Race After Technology: Abolitionist Tools for the New Jim Code
- Author: Ruha Benjamin
- Language: English
- Genre: Non-fiction
- Published: 2019
- Publisher: Polity
- Publication place: USA
- ISBN: 9781509526390

= Race After Technology =

2019 non-fiction book by Ruha Benjamin

Race After Technology: Abolitionist Tools for the New Jim Code is a 2019 American non-fiction book by Ruha Benjamin focusing on a range of ways in which social hierarchies, particularly racism, are embedded in the logical layer of internet-based technologies. It won the 2020 Oliver Cox Cromwell Book Prize, 2020 Brooklyn Public Library Literary Award for Nonfiction, and Honorable Mention for the 2020 Communication, Information Technologies, and Media Sociology Book Award, and has been widely reviewed.

== Overview ==
Dr. Ruha Benjamin is a sociologist and a professor in the Department of African American Studies at Princeton University. The primary focus of her work is the relationship between innovation and equity, particularly focusing on the intersection of race, justice and technology.

== Background ==
Race After Technology: Abolitionist Tools for the New Jim Code was published by Polity in 2019. In it, Benjamin develops her concept of the "New Jim Code," which references Michelle Alexander's work The New Jim Crow, to analyze how seemingly "neutral" algorithms and applications can replicate or worsen racial bias.

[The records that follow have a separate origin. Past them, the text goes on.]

PR #2027, opened 2026-06-26
Reducing calls to Ref Data within the start up of Resume

tvr-hmcts:
[HDPI-5414](https://tools.hmcts.net/jira/browse/HDPI-5414)

Note - this is first run at this ticket.  As it has been highlighted further work is needed in other areas also from a performance perspective.

Highlighted in performance testing the start of the ResumePossessionClaim is not meeting SLAs.   Identified the double call to Ref Data and have changed the approach there.

I profiled this within an integration test and the results of the change are presented in the Jira.

Ran further hibernate based statistics and only one db call is made for the draft data.  We can consider additional work there if needed in the future as splitting this using projections.

Further large or more complex refactoring can/will be considered later also such as caching and parallel calls


src/main/java/uk/gov/hmcts/reform/pcs/ccd/event/ResumePossessionClaim.java
```diff
@@ -90,20 +93,17 @@ public void configureDecentralised(DecentralisedConfigBuilder<PCSCase, State, Us
 
     }
 
-    private PCSCase start(EventPayload<PCSCase, State> eventPayload) {
+    PCSCase start(EventPayload<PCSCase, State> eventPayload) {
```
sadmanrahh, line 95: Why was this changed from private to package-private? The tests call the registered CCD handler, not this method directly.

src/main/java/uk/gov/hmcts/reform/pcs/ccd/event/ResumePossessionClaim.java
```diff
@@ -136,7 +136,7 @@ private PCSCase start(EventPayload<PCSCase, State> eventPayload) {
             .build();
         caseData.setClaimantType(claimantTypeList);
 
-        contactPreferences.setOrganisationAddress(organisationService.getOrganisationAddressForCurrentUser());
+        contactPreferences.setOrganisationAddress(null != nameAndAddress ? nameAndAddress.address() : null);
```
sadmanrahh, line 138: Can we extract using AddressUK orgAddress = nameAndAddress != null ? nameAndAddress.address() : null; to avoid the second null check and make the flow clearer?

src/main/java/uk/gov/hmcts/reform/pcs/reference/service/OrganisationService.java
```diff
@@ -76,6 +91,8 @@ public String getOrganisationIdForCurrentUser() {
         }
     }
 
+
```
sadmanrahh, line 94: Minor- can we remove extra lines?

src/main/java/uk/gov/hmcts/reform/pcs/ccd/event/ResumePossessionClaim.java
tvr-hmcts: Ah I placed an integration test against it at that point.  I can switch it back as Im not pushing the integration test as I only used it within the profiling.

src/main/java/uk/gov/hmcts/reform/pcs/ccd/event/ResumePossessionClaim.java
tvr-hmcts: Based on the pattern in the OrganisationDetailsService it is possible for it to fail and then continue - returning null on exception.    Ive not changed that pattern, though perhaps that needs revisiting, so it is possible for the response (NameAndAddress) to be null.

src/main/java/uk/gov/hmcts/reform/pcs/ccd/event/ResumePossessionClaim.java
sadmanrahh: Sure, if you could switch back, would be great!

src/main/java/uk/gov/hmcts/reform/pcs/reference/service/OrganisationService.java
```diff
@@ -23,6 +24,20 @@ public class OrganisationService {
     private final SecurityContextService securityContextService;
     private final OrganisationDetailsService organisationDetailsService;
 
+    public NameAndAddress getNameAndAddressForCurrentUser() {
+        try {
+            UUID userId = resolveUserId();
```
guygrewal77, line 29: There's some missing code coverage in a method implemented outside of this PR - getOrganisationAddressForCurrentUser()

tvr-hmcts: Though the rationale for this ticket is not really in this area per say but in how we use it.  I will take bit more of a look though now as a stepping stone.   I think this class and the OrganisationDetailsService may need a revisit in general and there is another ticket that may impact it also - though not in flight yet - https://tools.hmcts.net/jira/browse/HDPI-6650

guygrewal77 (approved):

sadmanrahh (approved):

PR #2094, opened 2026-06-27
HDPI-5947: HDPI-5947: Add LaunchDarkly feature toggle for bulk print

arun-hmcts:
### Jira link
HDPI-5947

### Change description
This PR adds LaunchDarkly to pcs-api so we can turn features on and off per environment without a redeploy.

It sets up the LaunchDarkly client, a FeatureToggleService to check flags, and a FeatureFlag enum to list them. The first flag is bulk-print-enabled, which will later control the bulk print task. Nothing uses it yet, so this change is safe to merge on its own — the value defaults to off until we switch it on in LaunchDarkly.

If LaunchDarkly can't be reached, the flag falls back to its default in code. Local and test runs use offline mode, and the real key comes from Key Vault in the deployed environments.

### Testing done

Tested on the PR preview pod — the LaunchDarkly client connects on startup and the bulk-print-enabled flag is read correctly for the environment. Flipped the flag in LaunchDarkly and confirmed the value changes live without a restart. Unit tests cover the flag registry, the toggle service, and the online/offline client setup.
And also restarted the pcs--api locally.

  * [] Yes
  * [x] No

### Checklist


build.gradle
```diff
@@ -550,6 +550,8 @@ tasks.withType(CftlibExec).configureEach {
   environment 'CCD_DECENTRALISED_CASE-TYPE-SERVICE-URLS_PCS', 'http://localhost:3206'
   environment 'SPRING_FLYWAY_ENABLED', 'true'
   environment 'SPRING_PROFILES_ACTIVE', 'dev'
+  // No LaunchDarkly key for local/cftlibTest - run the client offline so it serves code defaults
+  environment 'LAUNCHDARKLY_OFFLINE', 'true'
```
scottstewart-sl, line 555: Minor - you might want to set this for the generateCcdConfig task as well, as I have a feeling that this setting won't apply to it. It looks like the LD client went into offline mode anyway for that task as there is no SDK key, but you might want to be more explicit about it

```
2026-06-29T07:15:51.023 WARN  [main] u.g.h.reform.pcs.config.LaunchDarklyConfiguration
Starting LaunchDarkly client in offline mode (offlineMode=false, sdkKeyPresent=false) - serving code defaults
```

src/main/resources/application.yaml
```diff
@@ -237,6 +237,12 @@ access-code:
     max-retries: ${ACCESS_CODE_MAX_RETRIES:5}
     backoff-delay-seconds: ${ACCESS_CODE_BACKOFF_DELAY_SECONDS:3600s}
 
+launchdarkly:
+  sdk-key: ${LAUNCHDARKLY_SDK_KEY:}
+  offline-mode: ${LAUNCHDARKLY_OFFLINE:false}
+  env: ${LAUNCHDARKLY_ENV:default}
+  file: ${LAUNCHDARKLY_FILE:}
```
scottstewart-sl: Is this a list of 0 or more files? If so, could you call the property `files` rather than the singular `file`?

src/main/java/uk/gov/hmcts/reform/pcs/config/LaunchDarklyConfiguration.java
```diff
@@ -0,0 +1,75 @@
...
+
+    private Optional<Path> getPathIfExists(String file) {
+        if (StringUtils.isBlank(file)) {
+            return Optional.empty();
+        }
+        Path flagFile = file.startsWith("/") ? Paths.get(file) : Paths.get("").resolve(file);
+        if (Files.exists(flagFile)) {
+            return Optional.of(flagFile);
+        }
+        log.debug("Could not find LaunchDarkly flag file defined by {}", file);
```
scottstewart-sl: Minor - probably this should be a warn, if it means that a dev has specified a local LD feature flag file but it couldn't be found

src/main/resources/application.yaml
arun-hmcts: Done

scottstewart-sl (approved):

PR #1778, opened 2026-05-05
Fallback to default uncategorised folder and remove Update access for documents

adusumillipraveen:
### Jira link

https://tools.hmcts.net/jira/browse/HDPI-6336

### Change description

Only realised in AAT that old cases where category id is not set, XUI by default adds a "Uncategorised documents" folder.  We think its better to fall back to that default behaviour to avoid having 2 uncategorised folders in the UI.

### Checklist

- [ ] commit messages are meaningful and follow good commit message guidelines
- [ ] README and other documentation has been updated / added (if needed)
- [ ] tests have been updated / new tests has been added (if needed)
- [ ] Does this PR introduce a breaking change

PR #2100, opened 2026-06-29
HDPI-7308: select document screen

sadmanrahh:
### Jira link

See [HDPI-7308](https://tools.hmcts.net/jira/browse/HDPI-7308)

### Change description

Add Select a document screen

image

### Testing done

  * [ ] Yes
  * [X] No

### Checklist


src/main/java/uk/gov/hmcts/reform/pcs/ccd/domain/CaseFileCategory.java
```diff
@@ -11,10 +11,11 @@ public enum CaseFileCategory {
     PROPERTY_DOCUMENTS("propertyDocuments", "Property documents", 2),
     EVIDENCE("evidence", "Evidence", 3),
     HEARING_DOCUMENTS("hearingDocuments", "Hearing documents", 4),
-    ORDERS_AND_NOTICE_OF_HEARINGS("ordersAndNoticeOfHearings", "Orders and notice of hearings", 5),
+    ORDERS_AND_NOTICE_OF_HEARINGS("ordersAndNoticeOfHearings", "Orders and Notice of Hearings", 5),
     APPLICATIONS("applications", "Applications", 6),
     APPEALS("appeals", "Appeals", 7),
-    CORRESPONDENCE("correspondence", "Correspondence", 8);
+    CORRESPONDENCE("correspondence", "Correspondence", 8),
+    UNCATEGORISED_DOCUMENTS("uncategorisedDocuments", "Uncategorised documents", 9);
```
scottstewart-sl, line 19: This might end up with two Uncategorised documents folders in Case File View, if there is a document in the DB with no category. Worth testing in your PR environment. See https://github.com/hmcts/pcs-api/pull/1778 for some background.

Maybe an alternative is to make the default for the category column be `UNCATEGORISED_DOCUMENTS` so that there are never any null values in that column in the DB

src/main/java/uk/gov/hmcts/reform/pcs/ccd/domain/documentamend/DocumentAmendDetails.java
```diff
@@ -0,0 +1,160 @@
...
+public class DocumentAmendDetails {
+
+    @CCD(
+        label = "Which folder is the document in?",
+        searchable = false,
+        typeOverride = FixedList,
+        typeParameterOverride = "DocumentAmendFolder"
+    )
+    @JsonProperty("SelectedFolder")
+    private DocumentAmendFolder selectedFolder;
```
scottstewart-sl: Is there a reason why you can't use `CaseFileCategory` here?

src/main/java/uk/gov/hmcts/reform/pcs/ccd/page/documentamend/SelectDocumentPage.java
```diff
@@ -0,0 +1,199 @@
...
+        FieldCollectionBuilder<DocumentAmendDetails, State, ?> documentAmendPage = pageBuilder
+            .page(PAGE_ID, this::midEvent)
+            .pageLabel("Select document")
+            .label(PAGE_ID + "-separator", "---")
+            .complex(PCSCase::getDocumentAmendDetails)
+                .readonly(DocumentAmendDetails::getPropertyAddressSummary, NEVER_SHOW, true)
+                .mandatory(DocumentAmendDetails::getSelectedFolder)
+                .label("emptyFolderDocumentError", "", NEVER_SHOW)
+                .label("selectedFolderEmptyErrorMessage", "", NEVER_SHOW)
+                .label("emptyFolderDocumentQuestion", "", NEVER_SHOW);
```
scottstewart-sl, line 42: Minor - you could stick a `.done()` on the end here to close off the `complex()` block

src/main/java/uk/gov/hmcts/reform/pcs/ccd/page/documentamend/SelectDocumentPage.java
```diff
@@ -0,0 +1,199 @@
...
+
+    private String documentQuestion() {
+        return "Which document do you want to amend?";
+    }
+
+    private String errorMessage(String message) {
+        return "<p class=\"govuk-error-message\">" + message + "</p>";
+    }
+
+    private enum DocumentCategoryField {
```
scottstewart-sl: I think it would be slightly cleaner to pop this enum out into its own file.

src/main/java/uk/gov/hmcts/reform/pcs/ccd/page/documentamend/SelectDocumentPage.java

A review in The Nation noted that,

“What’s ultimately distinctive about Race After Technology is that its withering critiques of the present are so galvanizing. The field Benjamin maps is treacherous and phantasmic, full of obstacles and trip wires whose strength lies in their invisibility. But each time she pries open a black box, linking the present to some horrific past, the future feels more open-ended, more mutable…This is perhaps Benjamin’s greatest feat in the book: Her inventive and wide-ranging analyses remind us that as much as we try to purge ourselves from our tools and view them as external to our flaws, they are always extensions of us. As exacting a worldview as that is, it is also inclusive and hopeful.”
Upon its release, Michelle Alexander shared her thoughts, amongst others, stating that,“Race After Technology is essential reading, decoding as it does the ever-expanding and morphing technologies that have infiltrated our everyday lives and our most powerful institutions. These digital tools predictably replicate and deepen racial hierarchies — all too often strengthening rather than undermining pervasive systems of racial and social control.”

== Reception ==
Race After Technology won the 2020 Oliver Cox Cromwell Book Prize awarded by the American Sociological Association Section on Race & Ethnic Relations, 2020 Brooklyn Public Library Literary Award for Nonfiction, and Honorable Mention for the 2020 Communication, Information Technologies, and Media Sociology Book Award. It was also selected by Fast Company as one of “8 Books on Technology You Should Read in 2020.”